Comparison of Turbulence Intensity from CTD-Attached and Free-Fall Microstructure Profilers

Turbulence intensity estimated from fast-response thermistors is compared between conductivity-temperature-depth (CTD)-attached and free-fall microstructure profilers, conducted at the same location within 2 h. The agreement is generally good but anomalously overestimated values, deviating from a lognormal distribution, appear sporadically in the CTD-attached method. These overestimated outliers are evident as spiky patches in the raw temperature gradient profiles. They often occur when the fall rate of the CTD frame W (m s(-1)) is small and its standard deviation W-sd is large. These overestimated outliers can be efficiently removed by rejecting data with the criteria of W-sd > 0.2 W - 0.06, where W and W-sd are computed for a 1-s interval.

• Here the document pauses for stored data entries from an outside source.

PR #2994, opened 2020-02-17
Ui scaling

speed2CZ:
Please test

What's changed:
* Added a lobby option to set the scale multiplier: 1.0, 1.25, 1.5, 1.75 and 2.0. Game restart is requires as it's the easiest way to refresh all the UI elments.
* Basic UI classes like Bitmap got scaling implemented in them. When a new texture is set, function that resets the dimensions scales the texture according to the scale multiplier
* For placing UI elements relative to some others, correct function from LayoutHelpers has to be used, since they scale the offset.
* Setting Width and Height also goes through helper function that scales the number.
* AlphaHitTest has to be disabled on the scaled buttons. Else they flicter when moused over and some buttons crash the game.


tatsujb:
https://forums.faforever.com/viewtopic.php?f=2&p=182124#p182094

this should probably be merged.

Uveso:
speed2CZ , that's amazing!
I tested it and i can see you will finally make it!
Can't wait to test the final version :D

shalkya:
well well, i can't test much of it since i don't have a big enough screen :'(
gonna look for testers able to test that one.
Although i've a question, if someone put 200%, then start the game, realize he has a little screen and want to change back but he can't reach the panel for modifying it back to normal, how can he solves he change back to previous UI scale ? (apart from reinstalling the whole game)

speed2CZ:
Well you can test yourself even with the small screen since nothing should break if you don't use the scaling, as all the offsets are just multiplied by 1.

And if someone manages to fuck up so bad, it's just modifying the single value in the game.prefs but I dont think it could be that bad

shalkya:
Well i kinda wanted to see how it would go with scaled, but i can't even launch the game.

Maybe it would be preferable to make a better warning telling the user that he might fuck himself by increasing the % (especially that you can't expect them to be able to change the game.prefs). Or you can slide in a reset button that would be located toward the middle of the screen, but that wouldn't be super aesthetic.

speed2CZ:
"can't even launch the game" isnt very descriptive. Anyway the game starts even with 800x600 and 200% scaling, you won't be able to get to the menu anymore tho.

I dont know how you imagine this reset button to work and where would it be?

shalkya:
""can't even launch the game" isnt very descriptive."
that's what i mean by not being able to launch a game. I can't access the button.
image

i guess you could split the change profile button in 2. Keep the "change profile" on the left and put a "reset UI" on the right.
image

speed2CZ:
There's no split function, that would require making new textures to split the button

Uveso:
I also had the problem with unreachable buttons.

Maybe we could add a command line parameter like /nosound to the game.

/resetui or /resetuiscaling could reset the ui scaling in case something is messed up.

speed2CZ:
That sounds the same diffuculty as editing the game prefs file .... For the user

KionX:
x1
x2
x3
I didn't find any other problems.

speed2CZ:
I dont know how to fix the options, it uses some extra logic that doesnt want to scale properly.

Cheat menu is a minor problem, it's common with all checkboxes (but visible only here), I'll look into that.

Fuzzy text looks normal to me, might be poor font/font size choise, else all texts are scaled the same way and this one is no exception.

Alt F11 - is there a Lua file for that? I havent found it, so can't fix it.

KionX:
> Alt F11 - is there a Lua file for that? I havent found it, so can't fix it.

Steam FA \lua\debug

shalkya:
Maybe you can put at the top of the menu (in place of the "campain" button) the "option" button. So that when people switch to 200% and realize it's not the good scale, then they can switch back to another scaling. Need to test if while opening the "option" button, they can still access the "UI scale" option

speed2CZ:
I dont feel like making this foolproof, if someone has small monitor and feel like 200% scaling is the only way to go, then they can go ahead and edit the prefs file or delete it and start over. It's not game for iditots, so the number of people doing this should be very low.

speed2CZ:
Cheat menu, checkboxes and engine stats are now scaled properly. Layout in the options is still resisting...

speed2CZ:
Alright boys and girls, options UI has been defeated and that should be all the UI elements scaled!

speed2CZ:
Score works fine for me, how to reproduce it?

KionX:
In the last test, everything is correct.

shalkya:
ok i'm testing by reducing the ui size instead of increasing it.
image
isn't the window suppose to scale down : so for example the bottom right of the slider and the border of the window, get to the bottom right the uef drone ?
image
position of the + isn't good. (same for notification management)
image
the yes/no answer are miss placed (same for endgame and exit)
image
same here, also this pop up shouldn't happen (didn't modify anything)

So this won't work with a lot of mods, but that was to be expected. At least it doesn't break them at normal scale.

shalkya:
it actually break stuff on normal scale with mods : 
image
doing a comparison with normal game : 
image
there is this weird control group bar on the right that does nothing, and the multi function bar disappeared. And the unit number is fucked up for ssb.
also it doesn't actually end the game when you click "yes", just switch your faction color to observer and don't let you perform order anymore (in sandbox)

So it actually conflict a lot with mods

shalkya:
image
that's when you only use eco manager.

To get back to normal scale, i edited the game.pref to put a 1. (tell me if that's wrong)
I won't look into more detail (knowing what mod conflict with what)
normal size need to not change the displayed lay out at all.
Here (as i see it) you are breaking the mods for all users, while improving the ui display for like 2-3% of the user. 
So this mean that you might need to have the scale function work only when value is different to 1.

speed2CZ:
Scaling down doesnt work. You can't go under 1, as you found out, everything will break.

speed2CZ:
All my 12 UI mods works unscaled just like before (including SSB). With scaling I had to disable 4.

It should not really break anything with scale set to 1. As all the numbers are just multiplied by 1, note that majority of the functions that scale the offset when placing the UI elements already existed and the scale way set to 1 in these files.

So everything works for me with scale 1:
ForgedAlliance_2020-03-15_07-07-10

I suspect some error at your end, can you send me eco manager so I can test it out?

speed2CZ:
@shalkya score/SSB might was broken because of this change wasnt in: https://github.com/FAForever/fa/commit/4ee4dd00804022722ad50ded871cd22392956b11
I've rebased the PR on the current deploy/fafdevelop

PhilipJFryFAF:
cannot reproduce your issue keyser
i'm using the following ui mods:
Additional Camera Stuff
Advanced target priorities
chat_mute
common mod tools
decals
ecomanager
noshake
pause replays at time
selection cost ui
spread move
ssb
zep_minmapzoom

shalkya:
Ok the rebase seems to have fix most issues for mods at scale 1.

Since scaling down doesn't work, i did some test with scale 1.1.
image
If you change your scale to a non-standard one in game.pref, each time you go in option - interface (and don't change anything) the pop up comes out. Not so dramatic if you ask me.
image
i think this shouldn't happen (issues with button)

speed2CZ:
Fixed

shalkya:
image
since your last commit (i think), this bug was introduced (using 125% or 110%)

tatsujb:
tech markers and Icons in the build menu are still not fixed since this was implemented :

Screenshot from 2020-06-05 19-45-16

this is as a result of UI-scaling right?

shalkya:
it's fixed in https://github.com/FAForever/fa/pull/3065

lee-duck:
Hi. I have recently started using the UI scale feature having just upgraded to a 4K monitor.

After some research I have managed to fix a couple of issues e.g. resource panel, ECO manager interface.

But I have one remaining issue: some of the overlay elements (e.g. nuke missile timer, displayed on top of the nuke missile building), seems to have its offset value set incorrectly, so it displays far away from the nuke building. Any way to fix?

(I also have an issue with ECO manager adornment overlays doing the same thing - I can live without that and realise it's a mod but if anyone knows a solution I'd be very grateful).

Thanks

speed2CZ:
@lee-duck my guess is its gonna work the similar way as the wreck reclaim markers, so to show the correct position, it has to calculate it with the scale factor
You can check the change in `lua/ui/game/worldview.lua`

PR #2995, opened 2020-02-18
Fix Kennel lag and animation

Uveso:
Old Issue; if you build more than 30 kennels and upgrade them at the same time, it was freezing the game for 2-3 seconds when new drones spawns.
The lag came from a table.deepcopy function that was making a deepcopy of the drone data.
The deepcopy was not only making a copy of the unit, it also did a copy of platoondata, Brain and all other tables that where only present by a pointer.

This was also triggering a error after several hours of playtime:
```
WARNING: Error running OnStopBuild script in Entity xeb0104 at 7c42e708: ...:\programdata\faforever\repo\fa\lua\system\utils.lua(91): stack overflow
         stack traceback:
         	...:\programdata\faforever\repo\fa\lua\system\utils.lua(91): in function `deepcopy'
         	...:\programdata\faforever\repo\fa\lua\system\utils.lua(102): in function `deepcopy'
```

Also fixed a minor issue with the door animation. They only opens if a real buildcommand was issued.
Selecting the drone and just let them start was not opening the doors.
Now doors stay open if the first drone is detached and will close if all drones return.

And last but not least i readded the door open and close sound.

Animation note:
The dooranimation is opening and closing the door in the same animation.
It takes 0.5 seconds to open the doors and 0.5 seconds to close the doors.
If we want the doors to stay open, we need to start the animation and stop it after 0.5 seconds.
That's why it needs a forked thread on animation open.

### DIFF
--- a/lua/terranunits.lua
+++ b/lua/terranunits.lua
@@ -471,7 +471,7 @@ TPodTowerUnit = Class(TStructureUnit) {
 
     OnTransportAttach = function(self, bone, attachee)
         attachee:SetDoNotTarget(true)
-        self:PlayUnitSound('Load')
+        self:PlayUnitSound('Close')
         self:RequestRefreshUI()
         local PodPresent = 0
         for _, v in self.PodData or {} do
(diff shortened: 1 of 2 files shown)


shalkya:
couldn't replicate the initial freeze issue.
Tested, doesn't trigger any errors.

After the data screening, thermal and energy dissipation, chi and epsilon, from CTD-attached and free-fall profilers are consistent within a factor of 3 in the ranges of 10 (10)< chi < 10(-7)degrees C-2 s(-1) and 10(-10) < epsilon < 10(-8) W kg(-1), respectively, for 50-m depth-averaged data. Energy dissipation from the CTD-attached method tended to be underestimated in the higher turbulence range of epsilon > 10(-8). This could be due to insufficient correction of the thermistor response for the faster fall rate (similar to 1 ms(-1)) of CTD frames. Since epsilon < 10(-8) in most parts of the intermediate and deep ocean, use of the CTD-attached fast-response thermistors provides an efficient way to expand the presently sparse turbulence observations.